(Material for the task Opens)
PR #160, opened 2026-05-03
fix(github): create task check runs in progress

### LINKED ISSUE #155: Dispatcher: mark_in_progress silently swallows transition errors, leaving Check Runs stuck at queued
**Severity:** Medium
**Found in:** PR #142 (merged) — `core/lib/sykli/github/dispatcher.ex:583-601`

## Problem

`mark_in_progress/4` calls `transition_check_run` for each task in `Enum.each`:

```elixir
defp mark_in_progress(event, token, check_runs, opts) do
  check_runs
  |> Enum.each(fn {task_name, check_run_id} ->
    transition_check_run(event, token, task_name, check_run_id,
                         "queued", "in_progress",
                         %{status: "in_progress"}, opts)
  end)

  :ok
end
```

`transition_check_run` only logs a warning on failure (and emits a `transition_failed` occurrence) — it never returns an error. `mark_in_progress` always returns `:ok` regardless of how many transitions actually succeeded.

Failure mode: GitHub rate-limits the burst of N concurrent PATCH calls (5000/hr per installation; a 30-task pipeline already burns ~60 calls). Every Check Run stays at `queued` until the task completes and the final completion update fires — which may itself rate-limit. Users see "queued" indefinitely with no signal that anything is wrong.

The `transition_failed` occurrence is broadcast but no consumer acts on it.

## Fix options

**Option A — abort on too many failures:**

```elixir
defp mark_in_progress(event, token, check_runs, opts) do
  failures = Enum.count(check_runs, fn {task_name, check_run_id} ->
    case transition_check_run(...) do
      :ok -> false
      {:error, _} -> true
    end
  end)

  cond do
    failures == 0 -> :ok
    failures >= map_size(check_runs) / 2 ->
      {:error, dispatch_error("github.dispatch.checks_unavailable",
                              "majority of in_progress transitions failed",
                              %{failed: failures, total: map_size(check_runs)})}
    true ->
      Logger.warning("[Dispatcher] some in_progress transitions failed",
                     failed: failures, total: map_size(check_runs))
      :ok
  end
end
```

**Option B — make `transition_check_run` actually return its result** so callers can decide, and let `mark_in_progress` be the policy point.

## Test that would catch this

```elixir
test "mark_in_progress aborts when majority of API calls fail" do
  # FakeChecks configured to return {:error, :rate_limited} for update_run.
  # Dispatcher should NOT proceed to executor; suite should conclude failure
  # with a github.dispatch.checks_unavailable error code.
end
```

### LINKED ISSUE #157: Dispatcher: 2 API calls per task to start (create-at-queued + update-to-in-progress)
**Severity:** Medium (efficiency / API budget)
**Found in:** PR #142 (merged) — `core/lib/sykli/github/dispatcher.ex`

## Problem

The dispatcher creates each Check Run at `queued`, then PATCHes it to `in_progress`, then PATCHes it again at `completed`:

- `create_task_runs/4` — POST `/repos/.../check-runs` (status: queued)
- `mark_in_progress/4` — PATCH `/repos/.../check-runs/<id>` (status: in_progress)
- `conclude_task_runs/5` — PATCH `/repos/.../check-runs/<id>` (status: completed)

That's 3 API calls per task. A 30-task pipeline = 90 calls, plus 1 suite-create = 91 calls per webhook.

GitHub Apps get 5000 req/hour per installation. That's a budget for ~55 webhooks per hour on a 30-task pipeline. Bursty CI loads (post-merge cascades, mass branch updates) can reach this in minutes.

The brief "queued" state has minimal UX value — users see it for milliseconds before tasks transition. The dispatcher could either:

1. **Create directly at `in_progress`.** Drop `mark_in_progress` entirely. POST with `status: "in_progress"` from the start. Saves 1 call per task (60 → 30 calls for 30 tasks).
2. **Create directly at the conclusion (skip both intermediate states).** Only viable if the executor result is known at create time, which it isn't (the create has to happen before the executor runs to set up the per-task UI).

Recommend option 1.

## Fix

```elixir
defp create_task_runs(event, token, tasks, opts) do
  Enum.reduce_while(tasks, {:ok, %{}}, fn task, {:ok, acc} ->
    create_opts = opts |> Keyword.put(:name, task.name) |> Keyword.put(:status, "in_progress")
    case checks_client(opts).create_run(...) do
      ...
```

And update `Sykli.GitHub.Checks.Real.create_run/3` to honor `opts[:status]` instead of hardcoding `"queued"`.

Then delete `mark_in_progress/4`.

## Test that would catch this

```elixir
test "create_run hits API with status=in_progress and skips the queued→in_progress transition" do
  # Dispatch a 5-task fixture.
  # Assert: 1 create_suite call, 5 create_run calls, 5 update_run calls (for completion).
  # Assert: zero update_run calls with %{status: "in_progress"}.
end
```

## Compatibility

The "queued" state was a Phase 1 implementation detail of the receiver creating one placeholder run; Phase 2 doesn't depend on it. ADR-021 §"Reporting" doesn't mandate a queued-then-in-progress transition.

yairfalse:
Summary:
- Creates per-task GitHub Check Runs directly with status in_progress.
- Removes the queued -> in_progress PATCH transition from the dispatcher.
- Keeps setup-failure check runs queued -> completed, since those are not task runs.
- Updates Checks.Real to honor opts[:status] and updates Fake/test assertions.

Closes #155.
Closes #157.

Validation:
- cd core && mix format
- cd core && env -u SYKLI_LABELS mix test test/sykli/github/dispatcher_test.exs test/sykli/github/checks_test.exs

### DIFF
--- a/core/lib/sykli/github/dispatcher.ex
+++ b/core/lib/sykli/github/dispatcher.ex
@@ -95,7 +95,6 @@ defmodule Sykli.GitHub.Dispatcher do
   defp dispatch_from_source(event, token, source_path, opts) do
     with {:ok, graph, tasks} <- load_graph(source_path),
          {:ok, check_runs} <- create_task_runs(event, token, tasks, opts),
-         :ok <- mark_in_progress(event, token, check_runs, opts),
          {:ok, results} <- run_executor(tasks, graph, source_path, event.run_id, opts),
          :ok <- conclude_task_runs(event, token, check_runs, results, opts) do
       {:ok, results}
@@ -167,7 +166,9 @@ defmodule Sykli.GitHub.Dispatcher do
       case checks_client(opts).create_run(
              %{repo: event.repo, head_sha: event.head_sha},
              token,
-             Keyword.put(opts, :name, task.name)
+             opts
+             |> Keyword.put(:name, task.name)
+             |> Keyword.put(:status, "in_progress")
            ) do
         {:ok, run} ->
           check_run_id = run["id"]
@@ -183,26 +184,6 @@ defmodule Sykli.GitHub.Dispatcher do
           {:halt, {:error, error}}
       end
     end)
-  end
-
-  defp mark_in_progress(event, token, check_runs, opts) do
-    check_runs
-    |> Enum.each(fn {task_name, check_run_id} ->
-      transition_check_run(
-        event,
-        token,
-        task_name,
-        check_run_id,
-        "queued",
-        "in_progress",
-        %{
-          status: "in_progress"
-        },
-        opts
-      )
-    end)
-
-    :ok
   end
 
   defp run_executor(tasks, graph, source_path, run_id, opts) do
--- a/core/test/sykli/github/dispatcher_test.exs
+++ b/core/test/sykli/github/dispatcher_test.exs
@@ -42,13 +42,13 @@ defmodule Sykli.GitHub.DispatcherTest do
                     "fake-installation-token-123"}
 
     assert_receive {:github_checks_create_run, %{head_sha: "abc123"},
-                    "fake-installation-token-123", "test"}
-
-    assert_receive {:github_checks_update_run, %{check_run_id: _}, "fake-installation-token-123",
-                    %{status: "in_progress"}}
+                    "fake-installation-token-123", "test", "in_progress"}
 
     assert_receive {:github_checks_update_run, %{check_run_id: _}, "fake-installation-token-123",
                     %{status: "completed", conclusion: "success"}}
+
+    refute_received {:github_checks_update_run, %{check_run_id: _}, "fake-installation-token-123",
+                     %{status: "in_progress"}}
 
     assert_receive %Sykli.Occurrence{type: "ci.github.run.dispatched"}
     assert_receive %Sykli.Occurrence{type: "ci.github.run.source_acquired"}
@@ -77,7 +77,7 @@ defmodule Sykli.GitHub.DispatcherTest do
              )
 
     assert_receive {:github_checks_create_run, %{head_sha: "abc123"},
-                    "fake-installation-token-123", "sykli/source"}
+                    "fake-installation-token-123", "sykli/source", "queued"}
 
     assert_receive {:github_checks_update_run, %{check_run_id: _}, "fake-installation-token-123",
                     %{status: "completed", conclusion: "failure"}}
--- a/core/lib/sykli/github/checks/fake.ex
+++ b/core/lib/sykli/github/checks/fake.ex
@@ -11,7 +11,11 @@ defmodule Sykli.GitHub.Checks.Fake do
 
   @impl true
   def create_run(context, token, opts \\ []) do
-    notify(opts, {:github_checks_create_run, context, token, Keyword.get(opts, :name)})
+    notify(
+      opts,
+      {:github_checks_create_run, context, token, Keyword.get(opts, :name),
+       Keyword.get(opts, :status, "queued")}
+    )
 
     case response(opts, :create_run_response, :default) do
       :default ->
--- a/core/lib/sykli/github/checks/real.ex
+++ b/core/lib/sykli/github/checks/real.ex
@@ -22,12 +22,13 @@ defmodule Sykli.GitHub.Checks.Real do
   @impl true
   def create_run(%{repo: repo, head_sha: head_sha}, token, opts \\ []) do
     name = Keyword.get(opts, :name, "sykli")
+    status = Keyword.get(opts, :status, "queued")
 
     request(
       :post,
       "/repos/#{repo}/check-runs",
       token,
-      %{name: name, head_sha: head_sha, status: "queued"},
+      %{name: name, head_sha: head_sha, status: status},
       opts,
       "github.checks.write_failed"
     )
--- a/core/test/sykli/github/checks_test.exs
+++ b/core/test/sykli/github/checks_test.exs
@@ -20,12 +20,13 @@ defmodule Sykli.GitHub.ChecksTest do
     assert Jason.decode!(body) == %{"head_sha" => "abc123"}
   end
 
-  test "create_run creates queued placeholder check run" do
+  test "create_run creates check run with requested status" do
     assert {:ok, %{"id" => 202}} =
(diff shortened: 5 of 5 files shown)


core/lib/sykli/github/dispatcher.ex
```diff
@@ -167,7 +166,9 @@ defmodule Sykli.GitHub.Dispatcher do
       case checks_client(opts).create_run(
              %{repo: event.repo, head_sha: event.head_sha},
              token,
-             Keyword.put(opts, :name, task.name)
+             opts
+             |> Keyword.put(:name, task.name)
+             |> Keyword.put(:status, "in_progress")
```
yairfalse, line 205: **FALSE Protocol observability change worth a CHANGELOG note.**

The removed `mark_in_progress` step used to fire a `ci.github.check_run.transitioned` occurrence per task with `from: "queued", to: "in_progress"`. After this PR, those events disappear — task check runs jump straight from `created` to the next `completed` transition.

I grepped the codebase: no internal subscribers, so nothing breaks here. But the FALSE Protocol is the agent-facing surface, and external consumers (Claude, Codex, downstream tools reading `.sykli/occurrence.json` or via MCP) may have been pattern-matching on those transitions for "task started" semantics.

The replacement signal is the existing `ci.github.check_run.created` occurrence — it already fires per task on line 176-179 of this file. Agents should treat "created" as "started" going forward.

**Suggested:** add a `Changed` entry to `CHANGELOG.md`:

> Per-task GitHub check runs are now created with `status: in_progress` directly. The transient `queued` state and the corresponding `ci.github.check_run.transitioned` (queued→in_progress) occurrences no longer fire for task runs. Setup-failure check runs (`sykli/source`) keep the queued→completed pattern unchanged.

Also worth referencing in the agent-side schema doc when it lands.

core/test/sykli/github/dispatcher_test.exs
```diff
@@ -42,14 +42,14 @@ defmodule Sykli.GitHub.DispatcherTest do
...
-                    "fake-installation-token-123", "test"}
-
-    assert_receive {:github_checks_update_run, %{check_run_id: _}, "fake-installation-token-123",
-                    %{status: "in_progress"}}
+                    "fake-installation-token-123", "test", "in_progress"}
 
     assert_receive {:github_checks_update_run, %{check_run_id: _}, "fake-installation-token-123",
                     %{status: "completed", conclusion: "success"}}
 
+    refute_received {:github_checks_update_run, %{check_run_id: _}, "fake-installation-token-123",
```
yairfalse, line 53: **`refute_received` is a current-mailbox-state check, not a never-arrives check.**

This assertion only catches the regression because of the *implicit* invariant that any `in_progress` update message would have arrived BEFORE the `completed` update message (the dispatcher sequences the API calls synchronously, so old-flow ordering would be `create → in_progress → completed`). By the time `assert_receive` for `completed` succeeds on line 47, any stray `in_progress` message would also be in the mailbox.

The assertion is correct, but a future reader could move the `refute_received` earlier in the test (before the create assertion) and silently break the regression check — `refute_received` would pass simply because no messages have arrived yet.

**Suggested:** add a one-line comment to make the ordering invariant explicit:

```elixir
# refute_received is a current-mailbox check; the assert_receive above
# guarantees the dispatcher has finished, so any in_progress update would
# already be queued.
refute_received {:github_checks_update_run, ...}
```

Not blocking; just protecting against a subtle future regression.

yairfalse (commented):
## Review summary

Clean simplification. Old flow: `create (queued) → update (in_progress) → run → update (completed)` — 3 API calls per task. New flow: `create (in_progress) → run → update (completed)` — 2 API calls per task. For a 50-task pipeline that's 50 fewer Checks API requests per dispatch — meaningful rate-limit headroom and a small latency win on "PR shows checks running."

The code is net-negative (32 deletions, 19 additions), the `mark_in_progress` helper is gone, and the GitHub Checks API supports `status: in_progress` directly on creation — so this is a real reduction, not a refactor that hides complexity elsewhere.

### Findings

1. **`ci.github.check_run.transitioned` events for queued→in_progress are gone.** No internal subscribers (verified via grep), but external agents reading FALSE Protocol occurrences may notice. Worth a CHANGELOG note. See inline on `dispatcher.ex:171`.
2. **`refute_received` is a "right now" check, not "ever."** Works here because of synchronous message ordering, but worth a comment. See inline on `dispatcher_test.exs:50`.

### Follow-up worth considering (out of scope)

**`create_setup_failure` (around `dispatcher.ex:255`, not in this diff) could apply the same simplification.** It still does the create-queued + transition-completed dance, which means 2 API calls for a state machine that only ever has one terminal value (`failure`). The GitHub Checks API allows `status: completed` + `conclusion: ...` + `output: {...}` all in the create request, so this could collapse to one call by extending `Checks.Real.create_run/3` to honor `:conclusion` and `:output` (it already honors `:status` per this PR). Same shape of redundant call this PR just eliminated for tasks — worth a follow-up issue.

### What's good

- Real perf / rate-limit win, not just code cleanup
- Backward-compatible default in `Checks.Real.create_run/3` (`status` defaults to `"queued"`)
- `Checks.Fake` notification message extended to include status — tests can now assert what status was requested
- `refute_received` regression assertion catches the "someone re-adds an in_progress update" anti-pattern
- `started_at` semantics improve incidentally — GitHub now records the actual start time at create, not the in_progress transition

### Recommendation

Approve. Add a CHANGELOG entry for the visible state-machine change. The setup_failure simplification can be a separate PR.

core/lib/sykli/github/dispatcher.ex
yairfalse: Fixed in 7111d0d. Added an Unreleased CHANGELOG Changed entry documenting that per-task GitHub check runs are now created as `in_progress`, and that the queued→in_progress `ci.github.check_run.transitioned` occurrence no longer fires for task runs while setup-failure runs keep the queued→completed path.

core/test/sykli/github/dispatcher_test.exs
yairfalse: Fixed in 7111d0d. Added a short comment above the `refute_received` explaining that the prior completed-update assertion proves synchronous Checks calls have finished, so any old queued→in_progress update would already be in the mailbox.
(Material for the task Closes)
■ **Task**
The answer is each line in which the word "total" occurs, copied from the material above.

■ **Exercise result**
                              %{failed: failures, total: map_size(check_runs)})}
                     failed: failures, total: map_size(check_runs))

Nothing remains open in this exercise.